Among American Presidents, William McKinley was one of the ultimate Plutocratic Conservatives. His presidency was an unholy alliance of the very 18th century belief in economic non-interference and the very 19th century belief in nationalism. He believed that the best way to ensure American prosperity was through the consolidation of American monopolies, which could dictate economic terms to consumers all around the world; and in rebellion against 18th century liberalism, he instituted tariffs on all foreign imports so that American monopolies could consolidate their power still further. Never had trusts grown at the rate which they had under McKinley, and we can only hope they never will again.  

Leon Czolgosz was the virtual embodiment of the factory worker, crushed under the gears and smog of the McKinley era. His hands were utterly damaged by the conditions of the bottle factory in which he worked. Multiple times a day he would have to stick his hands into a 12-1400 degree oven, and if he did not hold his breath for the entire time his hands were in there, his innards would burn. In Assassins reimagining, Emma Goldman becomes a modern Virgin Mary, and Leon Czolgosz is the meek who shall inherit the Earth.
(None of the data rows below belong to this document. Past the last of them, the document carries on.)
PR #359, opened 2015-10-06
Added rosbridge_suite (incl. rosbridge_server) to meta-ros

wintermuteger:
Changes to be committed:  
        new file:   rosapi_0.7.13.bb
    new file:   rosbridge-library_0.7.13.bb
    new file:   rosbridge-server_0.7.13.bb
    new file:   rosbridge-suite.inc
    new file:   rosbridge-suite_0.7.13.bb


wintermuteger:
Just noticed that though everything builds fine a dependency is missing (rosauth seems to be skipped already in the CMakeFiles.txt of rosbridge). Will try to fix it and - if succesfull - create a new pull request.

wintermuteger:
I fixed the missing ros dependencies by now. There is still a python module (bson) missing. Not sure where to get this one from, yet.

bulwahn:
I quickly looked for an existing recipe for the python bson package on layers.openembedded.org [1]. Unfortunately, it seems that there is no recipe for that package yet. So you need provide this recipe yourself. If you need help to write this recipe, I am glad to assist.

[1] http://layers.openembedded.org/layerindex/branch/master/recipes/?q=bson

wintermuteger:
I created the required recipes for the missing modules (in total it was bson, pytz and six). Unfortunately they all install with setuptools and not catkin. Therefore they are deployed to /usr/lib/python(...). 

Any idea why those modules are available when installing ROS to e.g. an Ubuntu machine? Are they part of a catkin built package (with different build-options then what is used for meta-ros) or is it because ROS modules can access all python-paths and not only the ones in /opt/ros(...) and they are part of a standard Ubuntu release?

bulwahn:
The python modules are available to ROS packages because they are part of the standard Ubuntu release. The Ubuntu desktop installation are includes many packages, much more than a minimal (Yocto Project) Poky installation. ROS packages search for python modules in /usr/lib/python and in /opt/ros/lib/python, so the modules are found if they are installed in one of these two locations.
The recipes for the python modules should be simple to set up, as there is already a setuptools class upon you can base the recipes.

wintermuteger:
Ok, I added the recipes for the missing python modules to the recipes-support section. I -c clean'ed everyhting and re-bitbake'd rosbridge-suite, which worked without errors. Default install is /usr/lib/python, but according to your explanations this should work just fine (on my test platform I manually moved them to /opt/ros/indigo/lib/python).

wintermuteger:
Ok, I think I now got nearly everything right. Just don't know how to merge multiple commits to a single one...

bulwahn:
You can merge commits with 'git rebase -i' you might want to create a temporary branch first, so that you can see how you merge the commits and still have a backup (on the original branch) while you modify the commits.

PR #370, opened 2016-01-12
Recipe updates in indigo distribution in January 2016

bulwahn:


bulwahn:
The first test failure is unrelated to the commit, but rather some git pull problem.

PR #371, opened 2016-01-13
Recipes for libccd, FCL, OMPL and OpenNI2

jvgomez:
This PR contains the recipes for OpenNI2 and OMPL Additionally, it includes recipes for libccd and FCL which might be useful when using OMPL.

PR #372, opened 2016-01-13
Redo of PR #371: Recipes for libccd, FCL, OMPL

jvgomez:
Cleaner version of PR #371 
- OpenNI2 recipe has been removed as currently assumes ARM architecture.
- FCL LICENSE file is required as it includes some notes about the copyright (it is the [same file](https://github.com/flexible-collision-library/fcl/blob/master/LICENSE) as in the original repo


bulwahn:
From my side, this looks good. @KristofRobot do you have any further points?

PR #376, opened 2016-01-18
Catkin fix

dominiquehunziker:
Add support to build catkin packages on the target platform.

The main issue I identified with cross compiled catkin packages is that various config files are generated containing the absolute paths of the host/build system. I added a pre-process step before the packaging to remove these path components. However, this will only work as long as only the standard catkin files are generated (other generated configuration files might be missed).

Additionally, I added a patch for the cmake module FindBoost which is the diff to Ubuntu's FindBoost version and I added some missing dependencies for catkin-dev.


bulwahn:
See my inline comments.

bulwahn:
I understand the issue now, and I will run some `bitbake core-image-ros-world` on the different architectures to make sure everything still works. You can consider providing these patches also on the openembedded-core mailing list, so that the issue is solved for a larger user group.

sephalon:
Could this be extended to enable cross compiling from an ADT? I tried it, but lots of stuff like all the Python libraries are missing in the x86 sysroot, and I'm also having trouble telling catkin where to find non-ROS libraries like Boost. I'd be glad for any hints I you have no time to work on this.

@dominiquehunziker Sorry for pushing this again, but do you have any advice here?

dominiquehunziker:
@bulwahn The patch for the Python dependency has been added [here](http://git.openembedded.org/openembedded-core/commit/?h=master-next&id=53376f45adeb3bf608714acc849af3c0adb9dfa3).

The FindBoost.cmake patch is obsolete with the HEAD of openembedded-core, because they are no longer using version 2.8.12 and in newer cmake versions this has been fixed.

@sephalon I'm not clear on what you want to do and therefore what the problem is.

sephalon:
@dominiquehunziker Sorry, I'll elaborate this a little bit more: Using the `populate_sdk` task, one can build an [Application Development Toolkit (ADT)](http://www.yoctoproject.org/docs/1.7/adt-manual/adt-manual.html#optionally-building-a-toolchain-installer) for an image. You can install this on your development machine to cross-compile stuff for the target machine. Basically an ADT contains two sysroots, one matching the root filesystem of your target (including all libraries and headers) and another one with the cross toolchain (compiler, linker, debugger and so on) compiled for the (most likely x86) development machine architecture. This way you could build catkin packages on-the-fly and even skip deployment by just mounting the build folder from the target using SSHFS or so.

So far I wrote a [toolchain.cmake](https://cmake.org/cmake/help/v3.0/manual/cmake-toolchains.7.html) file pointing to the cross compiler. Most importantly this has a `CMAKE_SYSROOT` variable set telling CMake to only look for stuff in the x86/development machine sysroot. When I run catkin (locally installed on my machine, but with `-DCMAKE_TOOLCHAIN_PATH` set) the compiler is detected nicely, but lots of Python dependencies like EmPy and the nosetests binary are missing in the x86 sysroot. After I just copied those from the arm into the x86 sysroot, I got a little bit further until getting errors for missing Boost libraries; and that's when I stopped, not sure what other problems are to come. Well, this post got a bit long; basically I was just hoping that you'd have some idea what has to be changed in order for Yocto to add all missing requirements to the development machine sysroot.

dominiquehunziker:
@sephalon Ok, now I get it. Didn't realize that this even existed. We do basically the same thing, but use a standalone shell script for fast cross-compiling which piggybacks on the two sysroots of bitbake. Let me check whether I can build an ADT from this.

bulwahn:
I tested this pull request with the current openembedded-core repository version, and the cmake bbappend additions lead to the following failures, as cmake is updated to 3.4.2 by now:

```
ERROR: No recipes available for:
  /home/lukas/dev/github.com/bmwcarit/meta-ros/recipes-devtools/cmake/cmake-native_2.8.12.%.bbappend
  /home/lukas/dev/github.com/bmwcarit/meta-ros/recipes-devtools/cmake/cmake_2.8.12.%.bbappend
```

I would suggest to move the needed changes for cmake 2.8.12 into a directory backports or backport-patches, and then add a section in the README.md to explain what changes must be done to apply the changes on the older versions of poky. We can certainly integrate the first patch and the other parts of the second patch (besides the cmake bbappend and related changes).

graugans:
@sephalon & @dominiquehunziker Are there any progress on the `populate_sdk` stuff? We are thinking about a ROS instance running on a embedded target and want to provide the customers a cross-toolchain which allows the customer to build his own ros packages.

dominiquehunziker:
I have something working. First, however, I have clean it up a bit and test it more thoroughly, but I don't have the time to do it just now.

graugans:
I'll start a new issue so we do not need to hijack this PR

dominiquehunziker:
This PR has been superseded by #386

One hundred years later, so complete is Plutocratic Conservatism’s hold upon America - and therefore the world - that even seven years of Obama cannot stop its power. The Left has failed the world, but at least until recently, the Left was completely in abeyance - dishonored and discredited by the failure of the Soviet Union. The failures of our era are almost entirely the failure of the Right. It is only a matter of time before a modern Leon Czolgosz - whether a Latin-American worker, or an African American harassed by police, or a repressed practitioner of Islam, or a white nationalist inflamed by Fox News and talk radio - takes arms against a sea of troubles, and by opposing, ends them.